**TASK STATEMENT:**
With the line containing "- triage now" as the first line and the last line of the records as the final one, reproduce that range exactly.
Start of EXTRACTED ENTRIES
PR #287, opened 2023-10-06
Fix a few issues in MGMN tests

terrykong:
- put if-upstream-failed back
- always -> success || failure
- triage now also depends on upstream job's failure
- fix container name to upstream-{t5x,pax} for triaging and verified upstream tagging


yhtang (approved):
LGTM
End of EXTRACTED ENTRIES
**PROBLEM SOLUTION:**
- triage now also depends on upstream job's failure
- fix container name to upstream-{t5x,pax} for triaging and verified upstream tagging


yhtang (approved):
LGTM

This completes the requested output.